Die Vereinbarkeit von Familie und Beruf kann allerdings nicht nur im Anwaltsberuf schwierig werden. Im universitären Umfeld funktioniere das aber immerhin besser als in manchen Großkanzleien, in denen „eine Schwangerschaft einem Karriereende gleichkommen kann“, so Christiane Wendehorst, seit 2008 Universitätsprofessorin für Zivilrecht an der Uni Wien. Was immer noch ein Novum ist – an der Fakultät sind bloß 8,6 Prozent der Professuren von Frauen besetzt.

Das liege auch daran, das der Karriereweg sich langwierig gestalten und die Qualifikationsphase bis Mitte 40 andauern könne, meint Wendehorst. Sie wollte Kinder und Karriere bereits in jungen Jahren vereinbaren. Mit 29 Jahren übernahm sie in Deutschland den ersten Lehrstuhl, ein Jahr später folgte der Ruf nach Göttingen, wo sie bis 2008 als Universitätsprofessorin für Bürgerliches Recht tätig war. „Als ich Ende der 90er-Jahre die Vollprofessur übernahm, kam das einem Skandal gleich. Als Frau war ich die ersten Jahre ständigen Anfeindungen ausgesetzt – heute ist so etwas zum Glück undenkbar“, sagt Wendehorst, die inzwischen Mutter von vier Kindern ist. Eine Babypause konnte sie sich nicht leisten. Lediglich beim ersten Kind wollte sie ein halbes Jahr karenzieren, „doch dabei blieben mir 70 Prozent der Arbeit, die ich für null Lohn leistete.“

 

Kreativität gefragt

Mutterschutz, Karenz und Kindergeld waren für Hütthaler-Brandauer ebenfalls Fremdwörter: „Jeweils zwei Wochen nach der Geburt meiner beiden Söhne stand ich wieder in der Kanzlei.“ Als junge Anwältin und Mutter seien Kreativität und Organisationstalent essenzielle Stärken, ist Zimmermann überzeugt: „Ich muss gegenüber meinen Mandanten flexibel sein. Nicht selten brauchen sie kurzfristig rechtliche Beratung, die sich nicht danach richtet, ob ich mein Kind gerade vom Kindergarten abholen muss.“ Gelegentlich müsse sie daher Abende zu Hause für Kanzleiarbeit opfern.

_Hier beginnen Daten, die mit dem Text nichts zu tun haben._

PR #9406, opened 2026-09-22
chore(analytics): add ingest route for local MCP usage telemetry

joakbjerk:
Adds the ingest side (HTTP route + validator + store) for anonymous usage telemetry from the local (stdio) Eufemia MCP server, mirroring the existing server-side Lambda MCP tracking plus an `eufemiaVersion` field. The local server runs on public/open-source machines and can't hold a secret or IAM role, so it uses the browser model — an edge-locked `POST /collect-local-mcp-usage` route (Akamai injects `X-Edge-Auth`) instead of writing S3 directly.

Part of EDS-977. Local-server beacon and dashboard breakdown follow in separate PRs.


langz (approved):
Ran both producers side by side against the same inputs to see what actually lands in the shared table. The route, the server-side `transport` stamp and the validator coverage all look right. Two things I'd like fixed before merge.

### Component and path values diverge from the web producer writing the same table

`storeMcpUsage()` writes `mcp-usage/dt=…` — the same prefix and Glue table as `tools/mcp-lambda` — and `aggregateMcpUsageRaw()` groups on `dt, tool, component, path`. The two producers canonicalise differently:

| input | web row (`mcp-lambda`) | local row (this PR) |
| --- | --- | --- |
| `Button` | `button` | `Button` |
| `DatePicker` | `datepicker` | `DatePicker` |
| `date-picker` | `date-picker` | `""` |
| `/uilib/./button.md` | `/uilib/button.md` | `/uilib/./button.md` |
| `/uilib/button.md?x=1` | `/uilib/button.md` | `""` |

So `perComponent` ends up with `Button` and `button` as two entries for the same component, and the hyphenated form loses the dimension on the local side only. The package already solved this in `src/records/component-usage.ts` — `normalizeComponentName()`, "so different import spellings … collapse to one row when Athena groups by component instead of fragmenting". `buildMcpUsageRecord()` needs the same `trim().toLowerCase()`, `COMPONENT_SEGMENT` needs to accept the hyphenated segment (`/^[A-Za-z][A-Za-z0-9-]*$/`), and `path` needs the `canonicalDocsPath()` treatment.

The module header says the two copies "must be kept in sync" — they already aren't, and nothing pins it. `mcp-lambda` pins its `normalizeDocsPath` parity by test; worth doing the same here.

### `transport` is NULL on every web row

`McpUsageRecord` in `tools/mcp-lambda/src/records/mcp-usage.ts` has no `transport` key, so the new column is empty for every row the web Lambda writes, past and future:

```json
{"tool":"docs_entry","component":"","path":"","env":"prod","timestamp":"…","createdat":"…"}
```

`store.ts` says the table is "discriminated by the `transport` field", but `WHERE transport = 'web'` matches nothing. Either stamp `transport: 'web'` in the mcp-lambda record here, or the follow-up has to read `COALESCE(transport, 'web')`. Worth deciding now, since the column ships in this PR.

CI is green. Approving so this isn't blocked on a re-review, but I'd like both sorted before it goes in.

PR #9408, opened 2026-09-22
chore(analytics): notify an SNS topic from the dashboard snapshot alarms

joakbjerk:
The dashboard snapshot generator has had CloudWatch alarms (errors, not running, empty snapshot, MCP/component usage build failures) since earlier work, but none of them had a notification target — an alarm firing was only visible if someone happened to look at the CloudWatch console.

This adds an SNS topic and wires it as `alarm_actions` on all five snapshot alarms. A subscription is optional (`snapshot_alert_email`, empty by default) so the topic can ship before an owner is chosen, or before someone decides they'd rather subscribe a Slack webhook instead — either way, only a new `aws_sns_topic_subscription` is needed, the topic and alarms don't change.

Needs a matching IAM grant in the OIDC federation repo before it can deploy (companion PR incoming).


langz (approved):
Read through the Terraform and the workflow — the wiring itself is right, and the test covers all five alarms plus the conditional subscription. Two things I'd want sorted before this lands.

### Merge order: this breaks every analytics deploy until the grant is live

`ghe-deploy-workflow.yml` runs `terraform apply -auto-approve` unattended under `set -euo pipefail`, and as you note in the description the deploy role has no SNS permissions yet. `aws_sns_topic.snapshot_alerts` is the first SNS resource in this stack, so an AccessDenied on `sns:CreateTopic` fails the apply outright — and since all five alarms reference `aws_sns_topic.snapshot_alerts.arn`, nothing downstream runs either (no `Seed snapshot`, no dashboard publish). That blocks unrelated analytics work like #9400 and #9406 too, not just this change. So: grant first, merge second.

Worth listing the full lifecycle set in the companion PR, not just create — `sns:CreateTopic`, `GetTopicAttributes`, `SetTopicAttributes`, `DeleteTopic`, `TagResource`, `UntagResource`, `ListTagsForResource` (the last three because of `tags = local.tags`, easy to miss), plus `Subscribe`, `Unsubscribe`, `GetSubscriptionAttributes`, `ListSubscriptionsByTopic` for the subscription.

And the README's "One-time bootstrap (admin, out-of-band)" section is where every other out-of-band grant is written down (both Lambda roles, the deploy role's CloudFront/S3). The SNS grant only lives in this PR description — please add it there so the next person doesn't have to dig it out of a merged PR.

### An unsubscribed or unconfirmed topic is worse than no alarm actions

`email` is only partially supported by the provider: the subscription is created in `pending confirmation` and delivers nothing until a human clicks the link, and while pending Terraform can't unsubscribe it either (`destroy` drops it from state but leaves it in AWS). With `snapshot_alert_email` defaulting to `""`, the most likely post-merge state is a topic with zero subscribers.

The config would then *look* solved while behaving exactly as before — which is a step back from the honest `# No alarm actions yet (state is visible in CloudWatch)` comments this replaces. I'd rather land it with `SNAPSHOT_ALERT_EMAIL` set and the confirmation clicked as part of the rollout, so the alarms have a real subscriber the day the topic exists.

### Smaller note: the Slack webhook suggestion doesn't hold

Both the README and the `main.tf` comment offer "an HTTPS Slack webhook" as a drop-in alternative subscriber. A Slack incoming webhook can't confirm an SNS subscription — it rejects the `SubscriptionConfirmation` payload as an invalid body, so it never moves out of pending, and it wouldn't render the alarm JSON as a message even if it did. Needs a Lambda or AWS Chatbot in between. Either drop the example or say what it actually requires.

joakbjerk:
Thanks for the review — pushed 08edc674116 addressing both points:

- Slack suggestion dropped from `main.tf` and the README: a raw incoming webhook can't complete the SNS subscription confirmation handshake (or format the alarm JSON as a message), so it's not a drop-in target. Noted AWS Chatbot or a formatting Lambda instead.
- README now lists the SNS grant alongside the existing CloudFront/S3 line documenting what's provisioned in the OIDC federation repo.

On merge order: the companion IAM grant (dnb-tooling/github-oidc-federation#2746) is merged and its deploy run succeeded, so the permissions are live, not just merged, ahead of this landing.

`SNAPSHOT_ALERT_EMAIL` is also set on the deploy repo, so the next deploy creates the topic with a real subscriber attached (just needs the one confirmation-email click).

Doch die Begeisterung für die Tätigkeit wiege jeden Stressfaktor auf, sagen die Juristinnen unisono. „Auch wenn man über langjährige Routine verfügt, bleibt die Arbeit vielseitig. Jeder Fall ist individuell“, fügt Hütthaler-Brandauer hinzu.

Als notwendige Stärken einer Rechtsanwältin nennt sie selbstbewusstes Auftreten im Prozessalltag und gute Reaktionsfähigkeit. „Dazu gehört ein gewisses Aggressionspotenzial sowie die Fähigkeit, im Brustton der Überzeugung Situationen und Inhalte zu vertreten. In Summe eher Männern zugeschriebene Attribute“, ergänzt Wendehorst mit einem Schmunzeln. Vielleicht ein Grund, weshalb Frauen im Richterberuf überproportional vertreten seien, wo das Moderieren und Organisieren einen hohen Stellenwert habe – Stärken, die man allgemein Frauen zuschreibe. „Zudem gibt es für Richterinnen geregelte Arbeitszeiten und Karenzzeit.“ Was es dann doch leichter mache, Familie und Beruf unter einen Hut zu bringen.